▶ **Source data**
----

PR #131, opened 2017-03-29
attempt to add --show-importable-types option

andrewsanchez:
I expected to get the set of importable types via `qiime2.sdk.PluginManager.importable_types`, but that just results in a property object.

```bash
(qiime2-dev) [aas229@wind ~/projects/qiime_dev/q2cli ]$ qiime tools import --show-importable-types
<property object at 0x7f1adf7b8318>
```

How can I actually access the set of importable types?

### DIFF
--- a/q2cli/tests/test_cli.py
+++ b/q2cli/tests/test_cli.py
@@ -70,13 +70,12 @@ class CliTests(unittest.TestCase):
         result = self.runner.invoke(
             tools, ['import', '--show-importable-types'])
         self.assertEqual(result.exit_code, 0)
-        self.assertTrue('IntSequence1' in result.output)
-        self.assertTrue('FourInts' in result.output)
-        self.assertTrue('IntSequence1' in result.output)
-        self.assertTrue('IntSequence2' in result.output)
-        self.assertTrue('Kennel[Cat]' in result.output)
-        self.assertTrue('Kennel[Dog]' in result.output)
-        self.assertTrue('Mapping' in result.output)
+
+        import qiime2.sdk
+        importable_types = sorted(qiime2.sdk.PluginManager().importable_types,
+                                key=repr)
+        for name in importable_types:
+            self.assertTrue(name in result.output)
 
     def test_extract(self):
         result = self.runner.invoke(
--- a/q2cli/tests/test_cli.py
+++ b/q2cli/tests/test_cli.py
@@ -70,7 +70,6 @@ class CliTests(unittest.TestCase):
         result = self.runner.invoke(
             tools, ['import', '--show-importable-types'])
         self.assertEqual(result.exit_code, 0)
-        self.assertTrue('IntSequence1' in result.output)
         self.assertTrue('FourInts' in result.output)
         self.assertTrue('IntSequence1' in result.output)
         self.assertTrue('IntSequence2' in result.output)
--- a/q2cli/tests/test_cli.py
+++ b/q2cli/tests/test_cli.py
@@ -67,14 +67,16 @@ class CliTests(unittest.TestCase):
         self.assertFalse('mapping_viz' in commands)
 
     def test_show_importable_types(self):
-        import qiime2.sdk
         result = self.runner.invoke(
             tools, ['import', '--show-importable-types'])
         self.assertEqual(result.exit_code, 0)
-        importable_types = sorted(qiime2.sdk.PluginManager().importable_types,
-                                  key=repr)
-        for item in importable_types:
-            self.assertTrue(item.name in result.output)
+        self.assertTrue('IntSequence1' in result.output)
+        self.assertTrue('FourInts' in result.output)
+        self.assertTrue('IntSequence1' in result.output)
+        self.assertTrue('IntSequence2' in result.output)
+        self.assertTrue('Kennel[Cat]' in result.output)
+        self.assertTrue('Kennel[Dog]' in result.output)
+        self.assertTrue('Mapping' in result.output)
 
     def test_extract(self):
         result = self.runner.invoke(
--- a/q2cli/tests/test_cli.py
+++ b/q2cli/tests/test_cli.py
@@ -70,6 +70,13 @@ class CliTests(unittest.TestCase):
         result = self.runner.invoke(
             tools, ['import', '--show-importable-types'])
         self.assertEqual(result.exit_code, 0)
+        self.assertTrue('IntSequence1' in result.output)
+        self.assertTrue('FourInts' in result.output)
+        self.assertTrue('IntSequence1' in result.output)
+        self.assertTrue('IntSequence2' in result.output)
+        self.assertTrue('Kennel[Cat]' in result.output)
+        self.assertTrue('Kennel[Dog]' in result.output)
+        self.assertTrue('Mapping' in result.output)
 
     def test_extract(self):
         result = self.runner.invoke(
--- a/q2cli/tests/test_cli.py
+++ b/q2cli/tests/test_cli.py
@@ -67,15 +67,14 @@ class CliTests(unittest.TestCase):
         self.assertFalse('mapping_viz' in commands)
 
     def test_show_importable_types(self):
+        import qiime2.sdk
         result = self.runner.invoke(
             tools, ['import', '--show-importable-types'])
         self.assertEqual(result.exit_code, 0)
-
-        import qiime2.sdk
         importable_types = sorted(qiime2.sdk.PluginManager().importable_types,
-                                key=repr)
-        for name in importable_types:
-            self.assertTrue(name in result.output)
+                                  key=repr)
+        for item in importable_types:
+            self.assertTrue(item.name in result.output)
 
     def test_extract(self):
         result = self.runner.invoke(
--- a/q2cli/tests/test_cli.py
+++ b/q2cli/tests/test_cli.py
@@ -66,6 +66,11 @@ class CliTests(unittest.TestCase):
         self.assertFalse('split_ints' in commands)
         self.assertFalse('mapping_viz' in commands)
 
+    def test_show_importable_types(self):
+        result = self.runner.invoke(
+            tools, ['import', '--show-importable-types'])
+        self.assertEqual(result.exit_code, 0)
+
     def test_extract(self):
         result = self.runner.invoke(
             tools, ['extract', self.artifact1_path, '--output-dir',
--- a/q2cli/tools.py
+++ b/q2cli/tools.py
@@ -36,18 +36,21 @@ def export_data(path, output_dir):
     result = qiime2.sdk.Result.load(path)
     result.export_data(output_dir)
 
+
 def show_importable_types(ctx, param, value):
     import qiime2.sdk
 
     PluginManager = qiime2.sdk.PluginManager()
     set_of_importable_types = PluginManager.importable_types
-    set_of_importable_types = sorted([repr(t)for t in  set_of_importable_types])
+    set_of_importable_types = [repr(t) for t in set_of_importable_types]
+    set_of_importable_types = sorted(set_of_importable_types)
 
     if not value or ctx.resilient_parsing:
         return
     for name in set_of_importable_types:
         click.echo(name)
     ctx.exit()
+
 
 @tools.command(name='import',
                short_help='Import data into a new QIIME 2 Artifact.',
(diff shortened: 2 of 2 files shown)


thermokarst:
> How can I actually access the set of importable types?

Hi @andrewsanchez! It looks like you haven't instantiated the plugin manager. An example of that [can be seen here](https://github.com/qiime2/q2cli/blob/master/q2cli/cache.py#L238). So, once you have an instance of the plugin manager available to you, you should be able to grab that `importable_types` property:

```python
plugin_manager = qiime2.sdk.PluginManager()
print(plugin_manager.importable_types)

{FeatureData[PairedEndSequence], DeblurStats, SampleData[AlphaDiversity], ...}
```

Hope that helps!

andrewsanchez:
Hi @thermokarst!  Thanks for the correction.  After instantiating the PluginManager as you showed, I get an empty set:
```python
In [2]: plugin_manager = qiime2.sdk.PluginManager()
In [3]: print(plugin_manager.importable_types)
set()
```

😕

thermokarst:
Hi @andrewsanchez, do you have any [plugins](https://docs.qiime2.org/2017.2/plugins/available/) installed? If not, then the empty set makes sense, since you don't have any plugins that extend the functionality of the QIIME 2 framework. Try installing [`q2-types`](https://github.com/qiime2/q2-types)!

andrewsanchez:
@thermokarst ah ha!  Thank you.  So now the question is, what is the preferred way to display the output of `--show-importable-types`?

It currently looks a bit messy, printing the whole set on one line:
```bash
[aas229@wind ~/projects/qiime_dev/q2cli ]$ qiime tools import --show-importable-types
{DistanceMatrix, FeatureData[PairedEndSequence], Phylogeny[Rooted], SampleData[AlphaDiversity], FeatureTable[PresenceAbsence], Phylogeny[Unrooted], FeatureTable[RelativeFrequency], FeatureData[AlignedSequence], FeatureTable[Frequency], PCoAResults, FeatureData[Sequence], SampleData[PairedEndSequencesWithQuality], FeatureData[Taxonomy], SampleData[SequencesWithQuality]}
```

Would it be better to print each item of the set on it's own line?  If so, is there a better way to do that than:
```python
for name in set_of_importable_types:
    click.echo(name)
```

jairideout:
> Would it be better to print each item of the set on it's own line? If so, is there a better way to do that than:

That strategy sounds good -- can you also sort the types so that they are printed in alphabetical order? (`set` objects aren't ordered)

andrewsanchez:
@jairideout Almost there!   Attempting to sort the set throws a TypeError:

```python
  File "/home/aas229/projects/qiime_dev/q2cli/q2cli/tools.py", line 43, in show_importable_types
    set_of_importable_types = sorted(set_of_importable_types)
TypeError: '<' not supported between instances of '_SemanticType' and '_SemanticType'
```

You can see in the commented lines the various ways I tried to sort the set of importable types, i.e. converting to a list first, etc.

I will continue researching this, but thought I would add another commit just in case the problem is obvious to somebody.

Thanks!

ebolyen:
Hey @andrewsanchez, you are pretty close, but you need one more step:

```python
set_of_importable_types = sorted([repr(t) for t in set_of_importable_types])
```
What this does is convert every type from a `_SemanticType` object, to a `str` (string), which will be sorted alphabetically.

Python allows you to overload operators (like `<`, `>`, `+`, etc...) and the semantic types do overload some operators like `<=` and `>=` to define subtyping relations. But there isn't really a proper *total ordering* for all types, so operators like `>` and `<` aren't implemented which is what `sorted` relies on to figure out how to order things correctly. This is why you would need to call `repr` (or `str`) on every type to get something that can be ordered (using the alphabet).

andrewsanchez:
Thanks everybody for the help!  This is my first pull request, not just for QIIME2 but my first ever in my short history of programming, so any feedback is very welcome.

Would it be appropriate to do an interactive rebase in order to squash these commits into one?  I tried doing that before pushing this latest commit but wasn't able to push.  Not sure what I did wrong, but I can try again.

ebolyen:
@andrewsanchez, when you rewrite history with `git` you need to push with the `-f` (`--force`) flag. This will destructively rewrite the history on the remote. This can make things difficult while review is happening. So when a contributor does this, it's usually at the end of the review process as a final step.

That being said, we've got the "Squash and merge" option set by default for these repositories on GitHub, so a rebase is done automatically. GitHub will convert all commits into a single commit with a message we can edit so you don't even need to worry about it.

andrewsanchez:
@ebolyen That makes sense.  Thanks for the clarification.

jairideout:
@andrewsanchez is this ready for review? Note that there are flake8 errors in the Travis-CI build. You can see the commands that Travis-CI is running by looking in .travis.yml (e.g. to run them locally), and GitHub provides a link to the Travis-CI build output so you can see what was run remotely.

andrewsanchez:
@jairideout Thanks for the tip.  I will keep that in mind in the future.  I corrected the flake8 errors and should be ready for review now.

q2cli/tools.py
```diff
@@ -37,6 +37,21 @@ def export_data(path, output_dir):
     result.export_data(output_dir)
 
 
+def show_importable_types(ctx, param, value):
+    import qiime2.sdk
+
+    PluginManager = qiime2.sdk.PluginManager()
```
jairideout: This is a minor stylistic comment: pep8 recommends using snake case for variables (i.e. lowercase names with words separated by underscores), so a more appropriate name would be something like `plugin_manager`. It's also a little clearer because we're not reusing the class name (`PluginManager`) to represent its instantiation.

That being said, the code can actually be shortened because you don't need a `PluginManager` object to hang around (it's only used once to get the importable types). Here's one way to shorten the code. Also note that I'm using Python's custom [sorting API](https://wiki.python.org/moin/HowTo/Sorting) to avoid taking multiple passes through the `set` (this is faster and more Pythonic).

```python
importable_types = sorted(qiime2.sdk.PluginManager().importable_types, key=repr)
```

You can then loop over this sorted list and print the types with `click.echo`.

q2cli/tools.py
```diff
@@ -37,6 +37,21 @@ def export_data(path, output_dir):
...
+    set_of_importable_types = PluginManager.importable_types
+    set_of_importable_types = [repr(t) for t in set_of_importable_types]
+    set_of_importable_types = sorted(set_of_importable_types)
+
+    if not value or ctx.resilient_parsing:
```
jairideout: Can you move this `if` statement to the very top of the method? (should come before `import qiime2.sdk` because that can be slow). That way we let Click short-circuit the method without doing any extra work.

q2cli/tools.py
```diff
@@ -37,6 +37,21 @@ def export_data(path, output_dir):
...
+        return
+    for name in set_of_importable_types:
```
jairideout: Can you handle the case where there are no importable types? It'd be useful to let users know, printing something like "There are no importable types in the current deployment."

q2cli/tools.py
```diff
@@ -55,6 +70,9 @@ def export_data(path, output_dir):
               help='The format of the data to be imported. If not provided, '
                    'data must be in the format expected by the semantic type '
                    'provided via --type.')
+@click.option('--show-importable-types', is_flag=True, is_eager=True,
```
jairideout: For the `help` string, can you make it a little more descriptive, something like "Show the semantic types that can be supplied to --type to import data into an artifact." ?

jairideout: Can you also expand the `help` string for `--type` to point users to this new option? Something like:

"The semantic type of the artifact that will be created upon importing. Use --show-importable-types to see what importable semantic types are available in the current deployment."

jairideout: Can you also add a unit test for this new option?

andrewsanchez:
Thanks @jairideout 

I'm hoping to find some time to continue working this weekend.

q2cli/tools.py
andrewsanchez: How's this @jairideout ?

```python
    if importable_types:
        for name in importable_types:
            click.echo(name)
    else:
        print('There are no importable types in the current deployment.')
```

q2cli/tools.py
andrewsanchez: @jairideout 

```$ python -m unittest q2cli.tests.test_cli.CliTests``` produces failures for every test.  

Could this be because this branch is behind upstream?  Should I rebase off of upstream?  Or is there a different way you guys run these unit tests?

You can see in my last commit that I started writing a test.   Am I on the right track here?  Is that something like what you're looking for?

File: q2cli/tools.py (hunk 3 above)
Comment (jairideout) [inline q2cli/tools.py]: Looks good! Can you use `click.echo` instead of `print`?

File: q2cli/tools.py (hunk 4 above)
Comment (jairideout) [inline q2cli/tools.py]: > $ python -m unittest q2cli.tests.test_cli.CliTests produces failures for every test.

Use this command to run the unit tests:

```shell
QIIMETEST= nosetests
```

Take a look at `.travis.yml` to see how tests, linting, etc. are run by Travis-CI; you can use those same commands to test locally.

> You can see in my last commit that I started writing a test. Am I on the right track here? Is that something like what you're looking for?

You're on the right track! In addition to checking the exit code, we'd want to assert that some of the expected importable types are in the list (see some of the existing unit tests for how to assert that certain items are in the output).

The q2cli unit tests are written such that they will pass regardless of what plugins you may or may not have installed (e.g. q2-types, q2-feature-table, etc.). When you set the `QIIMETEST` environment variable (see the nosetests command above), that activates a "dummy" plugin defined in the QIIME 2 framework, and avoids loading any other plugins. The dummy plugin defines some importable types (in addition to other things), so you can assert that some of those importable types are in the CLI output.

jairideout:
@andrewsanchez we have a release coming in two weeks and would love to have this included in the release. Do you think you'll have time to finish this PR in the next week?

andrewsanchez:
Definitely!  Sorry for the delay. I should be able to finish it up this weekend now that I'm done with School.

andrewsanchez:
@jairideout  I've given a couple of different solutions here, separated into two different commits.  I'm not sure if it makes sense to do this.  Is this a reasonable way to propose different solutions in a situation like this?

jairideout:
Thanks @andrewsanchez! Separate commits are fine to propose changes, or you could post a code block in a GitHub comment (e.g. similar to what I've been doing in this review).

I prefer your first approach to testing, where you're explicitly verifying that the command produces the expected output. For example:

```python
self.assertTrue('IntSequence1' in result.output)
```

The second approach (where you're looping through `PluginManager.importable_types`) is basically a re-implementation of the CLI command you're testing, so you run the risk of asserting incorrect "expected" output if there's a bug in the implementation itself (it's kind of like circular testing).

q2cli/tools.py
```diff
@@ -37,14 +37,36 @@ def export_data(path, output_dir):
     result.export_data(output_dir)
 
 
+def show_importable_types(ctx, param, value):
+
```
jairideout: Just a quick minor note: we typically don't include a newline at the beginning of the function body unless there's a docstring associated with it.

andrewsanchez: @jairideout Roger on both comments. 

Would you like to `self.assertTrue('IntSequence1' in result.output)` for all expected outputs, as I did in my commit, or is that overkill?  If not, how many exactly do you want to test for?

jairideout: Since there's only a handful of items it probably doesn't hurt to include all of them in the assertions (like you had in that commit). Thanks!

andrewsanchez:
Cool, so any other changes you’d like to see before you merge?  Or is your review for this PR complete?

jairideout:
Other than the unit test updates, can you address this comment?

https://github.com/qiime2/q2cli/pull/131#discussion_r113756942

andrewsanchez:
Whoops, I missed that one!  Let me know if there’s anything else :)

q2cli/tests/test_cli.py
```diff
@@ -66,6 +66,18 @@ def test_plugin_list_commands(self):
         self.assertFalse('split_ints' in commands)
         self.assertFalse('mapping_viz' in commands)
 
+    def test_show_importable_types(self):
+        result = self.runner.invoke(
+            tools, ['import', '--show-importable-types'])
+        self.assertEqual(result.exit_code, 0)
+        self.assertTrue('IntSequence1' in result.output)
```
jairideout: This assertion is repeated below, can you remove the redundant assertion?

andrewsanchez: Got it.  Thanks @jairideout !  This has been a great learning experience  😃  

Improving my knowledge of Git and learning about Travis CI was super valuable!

----

▶ **Exercise description**
For every line above with the word "QIIMETEST" in it, make a copy.

▶ **Answer area**
QIIMETEST= nosetests
The q2cli unit tests are written such that they will pass regardless of what plugins you may or may not have installed (e.g. q2-types, q2-feature-table, etc.). When you set the `QIIMETEST` environment variable (see the nosetests command above), that activates a "dummy" plugin defined in the QIIME 2 framework, and avoids loading any other plugins. The dummy plugin defines some importable types (in addition to other things), so you can assert that some of those importable types are in the CLI output.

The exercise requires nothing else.